• **What the exercise asks**
Your output must match the records below character for character.

####

PR #267, opened 2019-05-31
Load ignore files/rules per step

hansi-b:
This pull request proposes a solution for part 2 (level 3) of https://github.com/retest/recheck-web/issues/182: Having an optional filter for each test step.

The two main changes are in `RecheckImpl`:

1.  It gets a new stateful field `File currentStepDir` (kept in a fashion similar to the already existing `currentTestResult`). This makes the information about the current step available in `capTest` to construct a step-specific filter from the suite filter.
1. The former `TestReplayResultPrinter` field is now locally constructed in `RecheckImpl::getDifferencesErrorMessage` using the step-specific filter.

The loading of the step-specific filter delegates to the same logic used by the global and suite filters in `RecheckIgnoreUtil`. As with suite filters, a missing step filter will only log a debug message.

---
On a related note, the `GlobalIgnoreApplier` should perhaps be renamed: It is now used for 1. the global filter, 2. the suite filter, and 3. the step filter. It is rather like a mutable version of the `CompoundFilter`; it also happens to be the type used for loading and saving. So it seems to be something like a `MutablePersistableCompoundFilter`. IMHO, its inner class `PersistableGlobalIgnoreApplier` could also be replaced with a simpler list copy during (de)serialization.

### DIFF
--- a/src/main/java/de/retest/recheck/RecheckImpl.java
+++ b/src/main/java/de/retest/recheck/RecheckImpl.java
@@ -59,9 +59,9 @@ public class RecheckImpl implements Recheck, SutStateLoader {
 	private final Filter globalAndSuiteFilter;
 
 	private final Map<String, DefaultValueFinder> usedFinders = new HashMap<>();
+	private final Map<ActionReplayResult, Filter> effectiveFilterByReplayResult = new HashMap<>();;
 
 	private TestReplayResult currentTestResult;
-	private File currentStepDir;
 
 	/**
 	 * Constructor that works purely with defaults. Default {@link FileNamerStrategy} assumes being called from within a
@@ -125,7 +125,7 @@ public class RecheckImpl implements Recheck, SutStateLoader {
 		usedFinders.put( currentStep, defaultFinder );
 
 		final FileNamer fileNamer = createFileName( currentStep );
-		currentStepDir = fileNamer.getFile( Properties.GOLDEN_MASTER_FILE_EXTENSION );
+		final File currentStepDir = fileNamer.getFile( Properties.GOLDEN_MASTER_FILE_EXTENSION );
 
 		final SutState actual = RecheckSutState.convert( toVerify, adapter );
 		final SutState expected = loadExpected( currentStepDir );
@@ -136,7 +136,13 @@ public class RecheckImpl implements Recheck, SutStateLoader {
 		final RecheckDifferenceFinder finder =
 				new RecheckDifferenceFinder( adapter.getDefaultValueFinder(), currentStep, currentStepDir.getPath() );
 
-		return finder.findDifferences( actual, expected );
+		final ActionReplayResult actionResult = finder.findDifferences( actual, expected );
+
+		final GlobalIgnoreApplier stepIgnoreApplier = RecheckIgnoreUtil.loadRecheckIgnore( currentStepDir );
+		effectiveFilterByReplayResult.put( actionResult,
+				new CompoundFilter( Arrays.asList( globalAndSuiteFilter, stepIgnoreApplier ) ) );
+
+		return actionResult;
 	}
 
 	private File getSuitePath() {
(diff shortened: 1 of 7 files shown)


beatngu13:
Thanks a lot for the PR! 🙏 We will go through this ASAP.

src/main/java/de/retest/recheck/RecheckImpl.java
```diff
@@ -165,13 +163,18 @@ public void capTest() {
 		suite.addTest( currentTestResult );
 		final TestReplayResult finishedTestResult = currentTestResult;
 		currentTestResult = null;
-		final Set<LeafDifference> uniqueDifferences = finishedTestResult.getDifferences( filter );
+
+		final GlobalIgnoreApplier stepIgnoreApplier = RecheckIgnoreUtil.loadRecheckIgnore( currentStepDir );
+		final Filter stepFilter = new CompoundFilter( Arrays.asList( suiteFilter, stepIgnoreApplier ) );
```
beatngu13: Wouldn't this need 3 filters?

1. Global `recheck.ignore`
2. Suite `recheck.ignore`
3. Step `recheck.ignore`

beatngu13 (changes requested):
Looks good, just a few adjustments. 👍 Thinking about how a possible test could look like, but this requires a lot of I/O mocking I guess…

src/main/java/de/retest/recheck/RecheckImpl.java
hansi-b: That's a good point - the three filters are already there, but in an obfuscated way: The global one is hiding in the misleadingly named `suiteFilter`, which is already constructed as a compound filter from global and suite filters in the constructor.
I guess we could either rename it to `globalAndSuiteFilter` (or similar) for clarification, or we can keep both filters in the `RecheckImpl` and then have the three item list you had expected. Any preference?

src/main/java/de/retest/recheck/ignore/RecheckIgnoreUtil.java
```diff
@@ -45,15 +45,18 @@ public static GlobalIgnoreApplier loadRecheckIgnore() {
 		return GlobalIgnoreApplier.create( NopCounter.getInstance() );
 	}
 
-	public static GlobalIgnoreApplier loadRecheckSuiteIgnore( final File ignoreFilesBasePath ) {
+	/**
+	 * Loads a filter from the argument base path, e.g., test suite and step filters.
+	 */
+	public static GlobalIgnoreApplier loadRecheckIgnore( final File ignoreFilesBasePath ) {
```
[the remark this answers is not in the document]
hansi-b: Yes, in the end it was mainly the parallelism with `loadGlobalRecheckIgnore`: From the point of view of `RecheckImpl`, both methods could just return a `Filter`, but I suspect the specific return type for the global call matters in the non-public code base. As a suggestion, I have checked in a more specific javadoc.

src/main/java/de/retest/recheck/ignore/RecheckIgnoreUtil.java
```diff
@@ -45,15 +45,18 @@ public static GlobalIgnoreApplier loadRecheckIgnore() {
 		return GlobalIgnoreApplier.create( NopCounter.getInstance() );
 	}
 
-	public static GlobalIgnoreApplier loadRecheckSuiteIgnore( final File ignoreFilesBasePath ) {
+	/**
+	 * Loads a filter from the argument base path, e.g., test suite and step filters.
```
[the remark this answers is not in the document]
hansi-b: Thanks, added that with the commit for the other javadoc change below.

beatngu13 (changes requested):
Please rename the field and then I think we are good to go. In the meantime, I will try to come up with a test case (feel free to propose one). And if you want to, you can add yourself to the `<contributors>` section of the `pom.xml`.

src/main/java/de/retest/recheck/RecheckImpl.java
hansi-b: Oh my! Good thing you asked about a test: It made me recheck my manual HTML test example to see if I could extract something unit-like. Instead, after a few trials my palm met my forehead: The code has an elementary conceptual problem (which is obvious in hindsight, don't know how I missed it then):

Currently, it only loads one step filter in `RecheckImpl::capTest`, i.e., only for the last step in a test. In general, `RecheckImpl` does step-wise stuff _mostly_ via the `ActionReplayResult`s, but `capTest` can currently only use one suite+global filter when finalizing the test results.

Unfortunately, I see no elegant way to fix this: Both `TestReplayResult::getDifferences` and the whole `TestReplayResultPrinter` currently also assume a single, constant filter when accumulating results from different `ActionReplayResult`s. One alternative would be for them to use a `Map<ActionReplayResult, Filter>` to look up the (step-specific) filter per action; but this seems a little hackish to me, and it would change more public signatures and associated behaviour than this feature might be worth. I have checked these changes in so you can take a look yourself.

I have also verified the changed code with my little manual html test (which Github won't let me attach here, strangely), and I am very certain that it now works as desired, but I would understand completely if you think it might be better to close this pull request for the moment. (The suite filters, part 1 of this issue, are not affected.)

beatngu13:
First of all: Sorry for the late reply!

Glad you find that issue—it is indeed not straightforward to come up with a proper solution. And as you said before, `Map<ActionReplayResult, Filter>` seems a bit hacky.

I would suggest to keep this PR open, we will discuss possible alternatives in https://github.com/retest/recheck-web/issues/182. But in any case, we need tests for this (although we should probably wait until we know which way we want to go).

We will keep you updated, and thanks again for your contribution!

diba1013:
We decided that we currently do not have the resources to properly handle this PR (as probably stated due to the long time this PR was opened). However, we will revise this once there is need.

Again, thanks for the contribution and sorry for the long delay.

####

• **Written answer**
PR #267, opened 2019-05-31
Load ignore files/rules per step

hansi-b:
This pull request proposes a solution for part 2 (level 3) of https://github.com/retest/recheck-web/issues/182: Having an optional filter for each test step.

The two main changes are in `RecheckImpl`:

1.  It gets a new stateful field `File currentStepDir` (kept in a fashion similar to the already existing `currentTestResult`). This makes the information about the current step available in `capTest` to construct a step-specific filter from the suite filter.
1. The former `TestReplayResultPrinter` field is now locally constructed in `RecheckImpl::getDifferencesErrorMessage` using the step-specific filter.

The loading of the step-specific filter delegates to the same logic used by the global and suite filters in `RecheckIgnoreUtil`. As with suite filters, a missing step filter will only log a debug message.

---
On a related note, the `GlobalIgnoreApplier` should perhaps be renamed: It is now used for 1. the global filter, 2. the suite filter, and 3. the step filter. It is rather like a mutable version of the `CompoundFilter`; it also happens to be the type used for loading and saving. So it seems to be something like a `MutablePersistableCompoundFilter`. IMHO, its inner class `PersistableGlobalIgnoreApplier` could also be replaced with a simpler list copy during (de)serialization.

### DIFF
--- a/src/main/java/de/retest/recheck/RecheckImpl.java
+++ b/src/main/java/de/retest/recheck/RecheckImpl.java
@@ -59,9 +59,9 @@ public class RecheckImpl implements Recheck, SutStateLoader {
 	private final Filter globalAndSuiteFilter;
 
 	private final Map<String, DefaultValueFinder> usedFinders = new HashMap<>();
+	private final Map<ActionReplayResult, Filter> effectiveFilterByReplayResult = new HashMap<>();;
 
 	private TestReplayResult currentTestResult;
-	private File currentStepDir;
 
 	/**
 	 * Constructor that works purely with defaults. Default {@link FileNamerStrategy} assumes being called from within a
@@ -125,7 +125,7 @@ public class RecheckImpl implements Recheck, SutStateLoader {
 		usedFinders.put( currentStep, defaultFinder );
 
 		final FileNamer fileNamer = createFileName( currentStep );
-		currentStepDir = fileNamer.getFile( Properties.GOLDEN_MASTER_FILE_EXTENSION );
+		final File currentStepDir = fileNamer.getFile( Properties.GOLDEN_MASTER_FILE_EXTENSION );
 
 		final SutState actual = RecheckSutState.convert( toVerify, adapter );
 		final SutState expected = loadExpected( currentStepDir );
@@ -136,7 +136,13 @@ public class RecheckImpl implements Recheck, SutStateLoader {
 		final RecheckDifferenceFinder finder =
 				new RecheckDifferenceFinder( adapter.getDefaultValueFinder(), currentStep, currentStepDir.getPath() );
 
-		return finder.findDifferences( actual, expected );
+		final ActionReplayResult actionResult = finder.findDifferences( actual, expected );
+
+		final GlobalIgnoreApplier stepIgnoreApplier = RecheckIgnoreUtil.loadRecheckIgnore( currentStepDir );
+		effectiveFilterByReplayResult.put( actionResult,
+				new CompoundFilter( Arrays.asList( globalAndSuiteFilter, stepIgnoreApplier ) ) );
+
+		return actionResult;
 	}
 
 	private File getSuitePath() {
(diff shortened: 1 of 7 files shown)


beatngu13:
Thanks a lot for the PR! 🙏 We will go through this ASAP.

src/main/java/de/retest/recheck/RecheckImpl.java
```diff
@@ -165,13 +163,18 @@ public void capTest() {
 		suite.addTest( currentTestResult );
 		final TestReplayResult finishedTestResult = currentTestResult;
 		currentTestResult = null;
-		final Set<LeafDifference> uniqueDifferences = finishedTestResult.getDifferences( filter );
+
+		final GlobalIgnoreApplier stepIgnoreApplier = RecheckIgnoreUtil.loadRecheckIgnore( currentStepDir );
+		final Filter stepFilter = new CompoundFilter( Arrays.asList( suiteFilter, stepIgnoreApplier ) );
```
beatngu13: Wouldn't this need 3 filters?

1. Global `recheck.ignore`
2. Suite `recheck.ignore`
3. Step `recheck.ignore`

beatngu13 (changes requested):
Looks good, just a few adjustments. 👍 Thinking about how a possible test could look like, but this requires a lot of I/O mocking I guess…

src/main/java/de/retest/recheck/RecheckImpl.java
hansi-b: That's a good point - the three filters are already there, but in an obfuscated way: The global one is hiding in the misleadingly named `suiteFilter`, which is already constructed as a compound filter from global and suite filters in the constructor.
I guess we could either rename it to `globalAndSuiteFilter` (or similar) for clarification, or we can keep both filters in the `RecheckImpl` and then have the three item list you had expected. Any preference?

src/main/java/de/retest/recheck/ignore/RecheckIgnoreUtil.java
```diff
@@ -45,15 +45,18 @@ public static GlobalIgnoreApplier loadRecheckIgnore() {
 		return GlobalIgnoreApplier.create( NopCounter.getInstance() );
 	}
 
-	public static GlobalIgnoreApplier loadRecheckSuiteIgnore( final File ignoreFilesBasePath ) {
+	/**
+	 * Loads a filter from the argument base path, e.g., test suite and step filters.
+	 */
+	public static GlobalIgnoreApplier loadRecheckIgnore( final File ignoreFilesBasePath ) {
```
[the remark this answers is not in the document]
hansi-b: Yes, in the end it was mainly the parallelism with `loadGlobalRecheckIgnore`: From the point of view of `RecheckImpl`, both methods could just return a `Filter`, but I suspect the specific return type for the global call matters in the non-public code base. As a suggestion, I have checked in a more specific javadoc.

src/main/java/de/retest/recheck/ignore/RecheckIgnoreUtil.java
```diff
@@ -45,15 +45,18 @@ public static GlobalIgnoreApplier loadRecheckIgnore() {
 		return GlobalIgnoreApplier.create( NopCounter.getInstance() );
 	}
 
-	public static GlobalIgnoreApplier loadRecheckSuiteIgnore( final File ignoreFilesBasePath ) {
+	/**
+	 * Loads a filter from the argument base path, e.g., test suite and step filters.
```
[the remark this answers is not in the document]
hansi-b: Thanks, added that with the commit for the other javadoc change below.

beatngu13 (changes requested):
Please rename the field and then I think we are good to go. In the meantime, I will try to come up with a test case (feel free to propose one). And if you want to, you can add yourself to the `<contributors>` section of the `pom.xml`.

src/main/java/de/retest/recheck/RecheckImpl.java
hansi-b: Oh my! Good thing you asked about a test: It made me recheck my manual HTML test example to see if I could extract something unit-like. Instead, after a few trials my palm met my forehead: The code has an elementary conceptual problem (which is obvious in hindsight, don't know how I missed it then):

Currently, it only loads one step filter in `RecheckImpl::capTest`, i.e., only for the last step in a test. In general, `RecheckImpl` does step-wise stuff _mostly_ via the `ActionReplayResult`s, but `capTest` can currently only use one suite+global filter when finalizing the test results.

Unfortunately, I see no elegant way to fix this: Both `TestReplayResult::getDifferences` and the whole `TestReplayResultPrinter` currently also assume a single, constant filter when accumulating results from different `ActionReplayResult`s. One alternative would be for them to use a `Map<ActionReplayResult, Filter>` to look up the (step-specific) filter per action; but this seems a little hackish to me, and it would change more public signatures and associated behaviour than this feature might be worth. I have checked these changes in so you can take a look yourself.

I have also verified the changed code with my little manual html test (which Github won't let me attach here, strangely), and I am very certain that it now works as desired, but I would understand completely if you think it might be better to close this pull request for the moment. (The suite filters, part 1 of this issue, are not affected.)

beatngu13:
First of all: Sorry for the late reply!

Glad you find that issue—it is indeed not straightforward to come up with a proper solution. And as you said before, `Map<ActionReplayResult, Filter>` seems a bit hacky.

I would suggest to keep this PR open, we will discuss possible alternatives in https://github.com/retest/recheck-web/issues/182. But in any case, we need tests for this (although we should probably wait until we know which way we want to go).

We will keep you updated, and thanks again for your contribution!

diba1013:
We decided that we currently do not have the resources to properly handle this PR (as probably stated due to the long time this PR was opened). However, we will revise this once there is need.

Again, thanks for the contribution and sorry for the long delay.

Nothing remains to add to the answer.